*What you should do*.
Across the entries that follow, tally every line holding the word "pytest" and reply with the count alone.
##### Supplied records
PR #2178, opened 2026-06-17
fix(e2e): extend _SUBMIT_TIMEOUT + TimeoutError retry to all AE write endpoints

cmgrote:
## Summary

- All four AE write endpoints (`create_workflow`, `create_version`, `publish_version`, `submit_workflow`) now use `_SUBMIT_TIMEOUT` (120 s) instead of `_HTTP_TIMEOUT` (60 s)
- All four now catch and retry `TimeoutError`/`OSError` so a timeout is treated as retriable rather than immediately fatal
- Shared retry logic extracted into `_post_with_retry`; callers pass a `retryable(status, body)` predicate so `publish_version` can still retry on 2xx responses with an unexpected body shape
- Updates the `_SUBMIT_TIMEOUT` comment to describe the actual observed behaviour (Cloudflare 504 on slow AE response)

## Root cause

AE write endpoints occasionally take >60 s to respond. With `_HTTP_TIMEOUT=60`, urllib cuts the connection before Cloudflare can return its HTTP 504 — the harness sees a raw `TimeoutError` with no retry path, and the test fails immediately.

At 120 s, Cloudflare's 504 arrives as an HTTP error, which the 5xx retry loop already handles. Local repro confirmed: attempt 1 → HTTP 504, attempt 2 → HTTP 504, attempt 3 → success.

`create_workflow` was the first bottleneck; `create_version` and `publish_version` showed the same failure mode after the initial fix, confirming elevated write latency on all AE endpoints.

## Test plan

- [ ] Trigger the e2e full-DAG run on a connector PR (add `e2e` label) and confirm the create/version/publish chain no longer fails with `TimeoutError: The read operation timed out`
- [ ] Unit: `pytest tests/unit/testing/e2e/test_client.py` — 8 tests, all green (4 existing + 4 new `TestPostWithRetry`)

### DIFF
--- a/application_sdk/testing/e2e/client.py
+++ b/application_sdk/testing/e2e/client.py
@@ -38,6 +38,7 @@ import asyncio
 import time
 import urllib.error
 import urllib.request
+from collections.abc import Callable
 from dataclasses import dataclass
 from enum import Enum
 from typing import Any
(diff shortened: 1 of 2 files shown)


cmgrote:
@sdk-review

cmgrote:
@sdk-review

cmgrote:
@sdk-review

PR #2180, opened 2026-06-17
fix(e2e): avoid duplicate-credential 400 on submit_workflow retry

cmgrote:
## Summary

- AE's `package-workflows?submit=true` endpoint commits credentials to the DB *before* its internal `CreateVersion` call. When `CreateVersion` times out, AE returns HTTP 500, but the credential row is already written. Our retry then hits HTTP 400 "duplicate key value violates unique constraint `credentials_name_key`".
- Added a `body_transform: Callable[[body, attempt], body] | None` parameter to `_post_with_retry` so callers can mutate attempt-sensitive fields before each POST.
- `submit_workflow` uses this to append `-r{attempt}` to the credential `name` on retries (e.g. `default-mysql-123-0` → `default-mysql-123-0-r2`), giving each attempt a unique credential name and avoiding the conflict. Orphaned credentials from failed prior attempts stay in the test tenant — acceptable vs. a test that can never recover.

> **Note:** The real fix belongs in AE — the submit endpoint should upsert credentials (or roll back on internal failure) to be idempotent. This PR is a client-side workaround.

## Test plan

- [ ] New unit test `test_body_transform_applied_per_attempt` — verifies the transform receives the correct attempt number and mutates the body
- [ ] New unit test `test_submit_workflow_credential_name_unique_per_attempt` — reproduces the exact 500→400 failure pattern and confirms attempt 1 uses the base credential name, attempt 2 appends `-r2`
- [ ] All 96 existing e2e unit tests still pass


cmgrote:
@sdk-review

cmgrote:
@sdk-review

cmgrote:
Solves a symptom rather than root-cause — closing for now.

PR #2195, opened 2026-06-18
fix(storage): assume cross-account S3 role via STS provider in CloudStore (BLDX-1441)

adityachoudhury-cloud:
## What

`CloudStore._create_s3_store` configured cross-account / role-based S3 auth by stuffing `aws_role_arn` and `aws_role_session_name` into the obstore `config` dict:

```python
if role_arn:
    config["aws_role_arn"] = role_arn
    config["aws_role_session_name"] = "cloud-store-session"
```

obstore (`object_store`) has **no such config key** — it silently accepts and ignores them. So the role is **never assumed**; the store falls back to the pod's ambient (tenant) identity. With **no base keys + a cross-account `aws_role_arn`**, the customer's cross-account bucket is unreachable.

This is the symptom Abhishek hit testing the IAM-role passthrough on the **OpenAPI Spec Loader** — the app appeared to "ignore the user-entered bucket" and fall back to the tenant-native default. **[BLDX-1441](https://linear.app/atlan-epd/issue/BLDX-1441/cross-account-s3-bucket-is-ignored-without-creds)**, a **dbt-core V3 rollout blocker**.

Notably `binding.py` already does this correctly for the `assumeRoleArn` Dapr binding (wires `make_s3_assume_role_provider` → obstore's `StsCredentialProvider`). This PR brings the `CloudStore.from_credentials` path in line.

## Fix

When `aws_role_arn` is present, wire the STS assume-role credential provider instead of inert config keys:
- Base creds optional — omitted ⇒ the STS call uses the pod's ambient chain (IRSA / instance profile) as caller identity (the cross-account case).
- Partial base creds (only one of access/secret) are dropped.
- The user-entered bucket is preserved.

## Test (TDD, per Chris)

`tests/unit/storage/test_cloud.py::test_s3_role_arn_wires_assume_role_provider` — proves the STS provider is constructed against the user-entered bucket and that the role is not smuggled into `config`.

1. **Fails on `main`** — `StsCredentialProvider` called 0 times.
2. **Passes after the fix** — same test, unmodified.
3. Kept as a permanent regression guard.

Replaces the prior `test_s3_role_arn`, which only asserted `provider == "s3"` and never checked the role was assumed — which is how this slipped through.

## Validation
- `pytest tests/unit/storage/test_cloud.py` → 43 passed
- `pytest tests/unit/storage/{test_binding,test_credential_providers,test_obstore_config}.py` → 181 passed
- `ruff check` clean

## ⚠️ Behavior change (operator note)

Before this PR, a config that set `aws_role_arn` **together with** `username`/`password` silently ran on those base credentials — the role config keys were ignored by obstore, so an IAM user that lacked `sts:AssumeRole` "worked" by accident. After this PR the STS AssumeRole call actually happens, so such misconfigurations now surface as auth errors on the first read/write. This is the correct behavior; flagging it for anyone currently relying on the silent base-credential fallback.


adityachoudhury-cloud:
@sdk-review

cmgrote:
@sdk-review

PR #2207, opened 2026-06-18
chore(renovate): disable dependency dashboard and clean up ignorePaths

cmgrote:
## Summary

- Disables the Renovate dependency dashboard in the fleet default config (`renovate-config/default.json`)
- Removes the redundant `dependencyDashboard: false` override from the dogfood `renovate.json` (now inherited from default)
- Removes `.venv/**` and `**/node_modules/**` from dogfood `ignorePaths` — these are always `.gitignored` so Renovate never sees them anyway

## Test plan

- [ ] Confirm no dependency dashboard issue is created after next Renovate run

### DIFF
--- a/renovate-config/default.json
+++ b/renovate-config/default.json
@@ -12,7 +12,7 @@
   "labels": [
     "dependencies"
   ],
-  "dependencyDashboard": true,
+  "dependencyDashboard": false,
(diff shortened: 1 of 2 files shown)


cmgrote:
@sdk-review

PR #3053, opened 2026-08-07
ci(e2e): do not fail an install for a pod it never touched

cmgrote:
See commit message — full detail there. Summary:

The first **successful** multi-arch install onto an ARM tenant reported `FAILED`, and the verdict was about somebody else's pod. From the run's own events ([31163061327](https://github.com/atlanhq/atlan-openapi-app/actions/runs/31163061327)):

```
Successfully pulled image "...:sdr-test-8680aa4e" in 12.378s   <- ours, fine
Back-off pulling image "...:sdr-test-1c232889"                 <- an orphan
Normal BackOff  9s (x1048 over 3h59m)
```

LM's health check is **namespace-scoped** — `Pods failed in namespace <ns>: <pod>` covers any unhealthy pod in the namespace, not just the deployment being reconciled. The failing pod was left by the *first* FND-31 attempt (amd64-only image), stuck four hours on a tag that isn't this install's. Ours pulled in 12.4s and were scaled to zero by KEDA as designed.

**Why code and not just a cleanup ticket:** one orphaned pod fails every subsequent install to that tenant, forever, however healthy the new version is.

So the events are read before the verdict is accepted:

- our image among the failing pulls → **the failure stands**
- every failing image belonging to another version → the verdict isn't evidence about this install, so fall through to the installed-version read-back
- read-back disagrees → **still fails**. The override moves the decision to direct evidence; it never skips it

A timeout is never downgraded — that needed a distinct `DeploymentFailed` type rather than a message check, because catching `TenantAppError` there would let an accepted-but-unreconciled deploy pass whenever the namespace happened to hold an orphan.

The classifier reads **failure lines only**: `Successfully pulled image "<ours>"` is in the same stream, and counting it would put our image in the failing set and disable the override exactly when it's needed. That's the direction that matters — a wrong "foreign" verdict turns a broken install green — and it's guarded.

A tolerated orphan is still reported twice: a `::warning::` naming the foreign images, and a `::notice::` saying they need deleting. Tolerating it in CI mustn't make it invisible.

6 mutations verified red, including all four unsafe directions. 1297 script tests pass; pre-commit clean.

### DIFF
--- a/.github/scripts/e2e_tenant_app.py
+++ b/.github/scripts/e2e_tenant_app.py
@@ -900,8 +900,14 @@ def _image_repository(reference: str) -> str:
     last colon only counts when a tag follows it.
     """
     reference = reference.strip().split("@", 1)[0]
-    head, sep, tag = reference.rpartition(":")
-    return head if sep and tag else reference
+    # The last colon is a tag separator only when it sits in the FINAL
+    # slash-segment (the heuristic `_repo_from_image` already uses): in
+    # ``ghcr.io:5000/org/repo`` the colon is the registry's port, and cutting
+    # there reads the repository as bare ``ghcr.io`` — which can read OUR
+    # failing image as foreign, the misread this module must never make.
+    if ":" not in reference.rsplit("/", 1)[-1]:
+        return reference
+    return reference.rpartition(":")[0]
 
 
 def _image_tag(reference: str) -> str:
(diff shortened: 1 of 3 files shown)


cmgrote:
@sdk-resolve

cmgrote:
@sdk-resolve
##########
*Answer box*.
3